AI and Data Ethics: What a Data Leader Needs to Know
Organizations of all types are trying to make sense of AI and what it means for them. I put its potential on the order of the discovery of electricity and believe it is too soon to assess its long-term impact, even if some business analysts call it overhyped today. However, the impacts of AI may not be obvious since AI is being misrepresented and misperceived, as computational innovations always have, dating back to the 1950s. GenAI based on large language models (LLMs) is unlikely to meet science fiction-tinged expectations that it will accomplish any intellectual task we give it, but is likely to have significant impact where its effects are less visible and less widely perceived.
One area to pay attention to is the effect AI will have on replacing work currently performed by cognitive professionals, such as those in medicine, law, engineering, etc. The effect here will be twofold – the disruption of labor and the impact of recipients of the services provided by these professions. This is why the ethics of AI is a subject that we can’t overlook.
The problem of bias is exponentially more important in AI models because LLMs are much more dependent upon the data they are trained than other kinds of models. They are all based on a very sophisticated form of what linguists call the distributional hypothesis. Simply stated, for all the claims that it is an “intelligence,” GenAI is just models looking at probabilistic distributions of words and making plausible sentences based on billions of sentences that have previously been uttered. That’s why the makers of GenAI models have a hard time overcoming the biases that are in its original dataset. That is one of the biggest challenges with AI and ethics — the bias is not intentional, in the same way that any specific culture is merely the accumulation of adaptive biases over time. What we’re looking to root out is harmful bias, anything that might lead to a negative evaluation on the basis of characteristics like gender, race, physical ability, zip code, and so on.
Fine-tune. Curate. Repeat.
Because of GenAI’s dependence on data, it behooves us to be careful about the collection and curation of the data that goes into the models. Currently, many projects are training and fine-tuning specialized data models based on well-defined data sets to ensure that harmful bias is minimized and validity maximized. A data model trained on PubMed articles is unlikely to make the same kinds of errors that a less curated data model would when sharing information about medicine.
This curation trend is important because early LLMs have been trained on an indiscriminate mix of content that’s as likely to be from a pornographic site as it is from a reference work. Negatively biased correlations between images and language will therefore be present, in both explicit and subtle forms, that might undermine your bottom line in domains relative to your business.

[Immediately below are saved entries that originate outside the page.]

PR #2080, opened 2023-12-22
fix(faucet): use MUD's sendTransaction for better nonce handling

### LINKED ISSUE #2070: faucet should use MUD's sendTransaction
for better nonce handling of lots of drips

R-Morpheus:
closes #2070

### DIFF
--- a/packages/faucet/bin/faucet-server.ts
+++ b/packages/faucet/bin/faucet-server.ts
@@ -4,7 +4,7 @@ import fastify from "fastify";
 import { fastifyTRPCPlugin } from "@trpc/server/adapters/fastify";
 import { http, createClient } from "viem";
 import { privateKeyToAccount } from "viem/accounts";
-import { AppRouter, createAppRouter } from "../src/createAppRouter";
+import { AppRouter, createAppRouter } from "../src";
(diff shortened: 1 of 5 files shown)


packages/faucet/bin/faucet-server.ts
```diff
@@ -4,7 +4,7 @@ import fastify from "fastify";
 import { fastifyTRPCPlugin } from "@trpc/server/adapters/fastify";
 import { http, createClient } from "viem";
 import { privateKeyToAccount } from "viem/accounts";
-import { AppRouter, createAppRouter } from "../src/createAppRouter";
+import { AppRouter, createAppRouter } from "../src";
```
holic, line 7: any reason for this change?

R-Morpheus: my ide was swearing and giving out an error. Remove the changes?

holic: curious to hear what the error is! but yes, my preference is not using the exports file for local imports

R-Morpheus: my new version of GoLand reacted badly to what could be shortened, had to be fixed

With this in mind, it’s important for data leaders to:
- Educate yourself on systematic biases or patterns that might be in an LLM you plan to use. This entails focusing on the first part of the data pipeline and the sources that went into the data model
- Be intentional about curation, the selection and the organization of data sources in your ultimate model
- Remember that big data cannot trump bad models, and that quality of data always should be a primary focus as industry moves to curating and developing smaller data sets to inform its activities
Data ethics and AI: incompatible?
AI technologists and data ethics practitioners may not see eye-to-eye today, but they must meet on common ground as quickly as possible. I would consider it a failure of the imagination if we cannot develop an ethical framework we can use to conceptualize the development of AI.
The ethics of AI is a social, regulatory, policy-based, “best minds thinking” kind of problem that we can focus on. It’s not an issue solved by binary thinking of an “it’s too vital to be regulated” camp versus an “it needs to be shut down right now” camp. We need to take a more nuanced view than just assuming that AI is an inherently dangerous thing or a miracle for the world if we want to properly address the ethical challenges that come with it.
In my view, the proper ethical perspectives for AI will come from two places in collaboration:
- AI-producing communities and developers such as Stanford’s Human-Centered Artificial Intelligence group and U Cal Berkeley’s Center for Human-Compatible AI. Both are developing frameworks called humanistic artificial intelligence, or AI that is built with humanistic values and concerns from the start. The value of groups like these is that they often think of ethical problems as machine learning problems that just need to be solved and built into models.
- Critical studies scholars from academia who argue that the solution is less about how you make a specific AI less biased or less harmful, and more about identifying the discourse of the questions that are framing these issues in the first place. The idea of privacy may sound like a good one, for instance, but today privacy is almost impossible to achieve. How then does privacy become woven into an AI model? As this second group develops findings, there must be dialogue between the two about implementing them.
- In addition, for AI to become truly ethical, data leaders need to lean forward, weigh in, and enter the conversation.
Finally, it is important to remember that an AI’s connection to truth is indirect, even if its ability to produce coherent and often useful sentences is strong. GenAIs have no notion of truth, one way or another. A growth area will be in the connecting these models to agents that interact with the external world where their “ideas” can be subject to experience, failure, and revision, beyond the current reinforcement learning methods currently being employed.